Important information may include resolution sensitive areas of a
document. The selection is based on computed time attributes and
information content (e.g., importance) attributes.
Optimizer
The optimization of the selection of document elements for the
multimedia representation generally involve spatial constraints,
such as optimizing layout and size for readability and reducing
spacing. In such frameworks, some information content (semantic,
visual) attributes are commonly associated with document elements.
In the framework described herein, in one embodiment, both the
spatial presentation and time presentation are optimized. To that
end, "time attributes" are associated with document elements. In
the following sections, the assignment, of time attributes for
audible, visual, and audiovisual document elements are explained in
detail.
With respect to document elements, information content, or
importance, attributes are assigned to audio, visual, and
audiovisual elements. The information content attributes are
computed for different document elements.
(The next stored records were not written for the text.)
PR #2049, opened 2014-12-20
Test cleanup

jugglinmike:
This improves JSHint's CLI unit tests a bit. Aside from using Nodeunit (via `setUp` and `tearDown` method) and Sinon more effectively (via the "sandbox" feature), it also reduces shared state between test runs. The shared state forced tests to include irrelevant logic, but (more importantly) it could have led to false negatives.

[We first discovered this problem back in October](https://github.com/jshint/jshint/pull/1900#discussion_r18750300), but it's only with [the introduction of code coverage reporting](https://github.com/jshint/jshint/pull/2007) that I felt comfortable doing this refactoring.

### DIFF
--- a/tests/cli.js
+++ b/tests/cli.js
@@ -3,15 +3,30 @@
 var path  = require("path");
 var shjs  = require("shelljs");
 var sinon = require("sinon");
-var cli   = require("../src/cli.js");
+
+var cliPath = path.resolve(__dirname, "../src/cli.js");
+var cli;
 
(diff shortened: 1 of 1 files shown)


rwaldron:

jugglinmike:
@rwaldron Reworded. The "[[DOCS]]" tag seemed most appropriate here, but maybe we should add "[[TESTS]]" to the list?

rwaldron:
Agreed.

cc @caitp

PR #2061, opened 2014-12-30
[[FIX]] Allow array, grouping and string form to follow spread operator in function call args.

rwaldron:


rwaldron:

rwaldron:
@caitp Updated to new commit message format and changes per your last review

caitp:
Looks good to me --- last nit might be adding a "TODO: allow all assignment expressions when parsing enables this" note or something

src/jshint.js
```diff
@@ -2260,7 +2260,12 @@ var JSHINT = (function () {
     if (!state.option.esnext) {
       warning("W119", this, "spread/rest operator");
     }
-    if (!state.tokens.next.identifier) {
+
+    if (!state.tokens.next.identifier &&
+        state.tokens.next.type !== "(string)" &&
+          state.tokens.next.value !== "[" &&
+            state.tokens.next.value !== "(") {
```
jugglinmike: I think this can just be `!checkPunctuators(state.tokens.next, ["[", "{"])`

rwaldron: `!checkPunctuators(state.tokens.next, ["[", "("])` yep.

src/jshint.js
```diff
@@ -2260,7 +2260,13 @@ var JSHINT = (function () {
     if (!state.option.esnext) {
       warning("W119", this, "spread/rest operator");
     }
-    if (!state.tokens.next.identifier) {
+
+    // TODO: Allow all AssignmentExpression
+    // once parsing permits.
+    if (!state.tokens.next.identifier &&
+        state.tokens.next.type !== "(string)" &&
+          !checkPunctuators(state.tokens.next, ["[", "("])) {
```
jugglinmike: [`checkPunctuators` ensures that the `type` is `"punctuator"`](https://github.com/jshint/jshint/blob/08c70e632f889feb8481acdc41e541ca49edfad4/src/jshint.js#L4476), so the explicit type check is now unnecessary. I don't *think* that it should be necessary to check if the token is an identifier, either since if it's a punctuator it can't be an identifier.

rwaldron:
@caitp extended note: https://github.com/jshint/jshint/pull/2061/files#diff-0

Issue #2064, opened 2014-12-31
"singleGroups" option gives spurious warnings for negative instanceof condition


Qantas94Heavy:
Using JSHint v2.5.11, when I try the following code:

```js
// jshint singleGroups:true
if (!(a instanceof b)) alert(1);
```

It will give out a spurious warning that "Grouping operator is unnecessary for lone expressions". It is in fact necessary, because the unary negation operator has a higher precedence than the `instanceof` operator.

Krinkle:
Should we exclude `!!` (boolean cast) as well?

```js
      4 |return !!( window.JSON && JSON.stringify && JSON.parse );
                                                                 ^ Grouping operator is unnecessary for lone expressions.
```

rwaldron:
> Grouping operator is unnecessary for lone expressions

In the example you gave, this error just seems wrong.

jugglinmike:
@Krinkle Definitely. @rwaldron is right, that is another bug. It's covered by my patch in gh-2065, but [I've added another regression test to be safe](https://github.com/jshint/jshint/commit/62cdf5bcdedd4efc1d67dfb3bffaae54c4bebcdd). Thanks!

gagle:
Same issue here:

```javascript
//Warning
path.resolve(alias.dir, alias.path) + (obj.trail ? '/' + obj.trail : '');

//No warning & invalid
path.resolve(alias.dir, alias.path) + obj.trail ? '/' + obj.trail : '';
```

dsl101:
Another example?

    var a = 2;
    var b = 3;
    var resultStr;

    // Correct answer (5), but jshint gives warning:
    resultStr = 'Total: ' + (a + b) + '.';
                                    ^ Grouping operator is unnecessary for lone expressions.

    // Incorrect answer (23), but jshint gives no warning:
    resultStr = 'Total: ' + a + b + '.';

Qantas94Heavy:
Also, should this trigger the warning or not?

```js
// jshint singleGroups:true
if ( (foo = 1) ) alert(1);
```

This is usually used to indicate that the assignment was deliberate, but currently triggers a warning with the `singleGroups` option enabled even though this silences the "assignment instead of conditional expression" warning.

gagle:
I still receive the warning from my previous post.

PR #2065, opened 2014-12-31
Fix single groups

jugglinmike:
This approach is much cleaner because it honors the binding power of expressions--note that it is no longer necessary to special-case "fat arrow" bodies--that falls out naturally.

@rwaldron In a separate commit, I enabled the option in some of our integration tests. In the case of Backbone.js, I had to white-list three instances where I believe the grouping operator is unnecessary. Can you confirm that? (I didn't enable this option for jQuery, Lodash, or Prototype because those libraries use grouping operators quite liberally, so we'd have to maintain giant white lists of expected errors for each.)

Resolves gh-2064

### DIFF
--- a/src/jshint.js
+++ b/src/jshint.js
@@ -846,8 +846,7 @@ var JSHINT = (function () {
   // They are elements of the parsing method called Top Down Operator Precedence.
 
   function expression(rbp, initial) {
-    var left, isArray = false, isObject = false, isLetExpr = false,
-      isFatArrowBody = state.tokens.curr.value === "=>";
+    var left, isArray = false, isObject = false, isLetExpr = false;
 
     state.nameStack.push();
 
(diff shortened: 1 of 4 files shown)


jugglinmike:
That last commit is meant to be a `fixup!`. Please let me know when this is good to land, and I'll squash accordingly.

rwaldron:

jugglinmike:
@rwaldron Squashed and re-worded. Again, "[[DOCS]]" doesn't seem quite right for that commit, and I'm happy to change it to "[[TESTS]]" if you agree.

caitp:
+1 for [[TEST]]

rwaldron:
@jugglinmike go ahead and update to [[TEST]] (or [[TESTS]]?)

jugglinmike:
Done!

jugglinmike:
**Hold off on this**. The following form still incorrectly triggers warnings:

```js
if (a + (b + c)) {}
```

I'm on it, though...

jugglinmike:
Superseded by gh-2109

PR #2069, opened 2015-01-02
Add additional test cases to increase code coverage

hpshelton:
This should hit additional corner cases in lex.js, trivially increasing code coverage in scanNumericLiteral() and scanEscapeSequence(). Please verify that the test case behavior itself is correct since I'm asserting the actual behavior not necessarily the expected behavior for these cases.


rwaldron:

rwaldron:
Thanks!

PR #2072, opened 2015-01-03
Using an option object to pass doFunction params

sebv:
Avoids passing null or undefined parameters everywhere.

### DIFF
--- a/src/jshint.js
+++ b/src/jshint.js
@@ -1172,7 +1172,7 @@ var JSHINT = (function () {
       nobreaknonadjacent(state.tokens.prev, state.tokens.curr);
 
       this.left = left;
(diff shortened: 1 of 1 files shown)


Globegitter:
Any reason this is not being merged? Would love to see support for this and more importantly https://github.com/jshint/jshint/pull/2077

jugglinmike:
@Globegitter As discussed in #2077, that feature is not under consideration for inclusion in JSHint at this time; it was shared as an exploration into a future plugin system.

nicolo-ribaudo:
I think this PR can be closed, as now [`doFunction` requires an object as parameter](https://github.com/jshint/jshint/blob/master/src/jshint.js#L2907-L2925).

lukeapage:
good spotting..

PR #1979, opened 2014-11-16
Added optional asyncawait support on top of esnext.

sebv:
Seems to work, passes the test suite, works well with arrow function and classes. 

Configure like in the following:
```
"esnext": true
"experimental": ["asyncawait"]   or "experimental": ["asyncawait", "asyncreqawait"]
```

To try it:
```
npm install -g -f https://github.com/sebv/jshint/archive/esnextnext.tar.gz
```

EDIT updated options.

PR #2077, opened 2015-01-04
AsyncAwait abstracted into experimental.js

sebv:
Depends on #2072.

This is a rewrite of #1979 more in line with the current structure.

I've moved all the AsyncAwait code to a separate file and added some hook to the core, the idea beng to extract plugins later.

It's  also working against @rwaldron disambiguation specs: 
```
function async() {
}

let a = async () => 1;

let b = async _ => 1;

let c = async async => 1; // that's an async arrow with a single formal parameter named "async"

async();

async 
();

async function async() {

}

async function async
()
{}

function async
()
{}
```

All the fixes applied to #1979 are included except the export generator, will do a separate PR for that and pull it later from master.

To install do:
```
npm install -gf https://github.com/sebv/jshint/archive/experimental.tar.gz
```


src/jshint.js
```diff
@@ -883,11 +892,15 @@ var JSHINT = (function () {
...
 
+    expressionHook.parse();
+
     if (initial) {
       funct["(verb)"] = state.tokens.curr.value;
     }
 
-    if (initial === true && state.tokens.curr.fud) {
+    var runFud = initial === true && state.tokens.curr.fud;
+    runFud = expressionHook.updateRunFud(runFud);
```
rwaldron: why not...

```js
var runFud = expressionHook.updateRunFud(initial === true && state.tokens.curr.fud);
```

src/jshint.js
```diff
@@ -102,6 +103,11 @@ var JSHINT = (function () {
     extraModules = [],
     emitter = new events.EventEmitter();
 
+  var experimental = new Experimental(addlabel, advance, blockstmt, doFunction, error,
+    expression, function () { return funct; }, function() { return inblock; },
+    isEndOfExpr, nobreaknonadjacent, nolinebreak, optionalidentifier, peek, prefix,
+    warning, warningAt);
```
rwaldron: my eyes are bleeding

<3 :D

rwaldron:
I just left you a funny image and a comment about a specific line, but I'm going to stop there because I don't want my review to be mistaken for tacit approval of this patch. I'm concerned about the amount of code that exists here, vs. the amount of discussion that lead to it (a lot vs. basically none).

So I'm putting on the breaks here.

rwaldron:
I appreciate the effort here, but I think we need to take a step back for a moment.
In reviewing your previous pull request for this feature, I mentioned my interest in implementing this via some sort of future JSHint "plugin" system. I applaud your efforts to implement the plugin system on your own, but I can't in good conscious accept your implementation as-is. Here's why:
Exposing JSHint's internals, while necessary for such a system, will take a lot of careful consideration. Ideally, it will start with a formal design process where no code is written. Here, we would get input from a whole bunch of stakeholders and formally scope the work, evaluate tradeoffs, and identify areas for future extensions.

Given the effort that clearly went in to this, I can imagine this feedback would be a little disappointing. I didn't mean to suggest that you take on this challenge alone, though! At the very least, this latest implementation of the "async/await" feature most clearly demonstrates your specific needs for the plugin system, and it will be really helpful in the design process.

src/jshint.js
sebv: I know but how do you expose method within the closure otherwise? JSHINT need to use prototype, but cannot really write this on my own.

sebv:
I agree, never expected this to be merged as it is, just wanted to separate the code from the previous request from the core to see how it could possibly work while still offering a solution for people using `async`. I think from here the only way forward to remove this Experimental madness is to objectify JSHINT unless someone see a better solution.

Is it ok to do that, probably lot of pain but not too hard?

sebv:
Another solution would be to use the same pattern as `api` for plugins. Would be a good intermediary step no matter what.

sebv:
Added a plugin logic.

stefanpenner:
@rwaldron now that chakra implements https://twitter.com/reybango/status/649306777218097152 can we revisit this?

Some document elements, such as title, for example, can be assigned
fixed attributes, while others, such as, for example, figures, can
be assigned content dependent importance attributes.
Information content attributes are either constant for an audio or
visual element or computed from their content. Different sets of
information content values may be made for different tasks, such as
in the cases of document understanding and browsing tasks. These
are considered as application constraints.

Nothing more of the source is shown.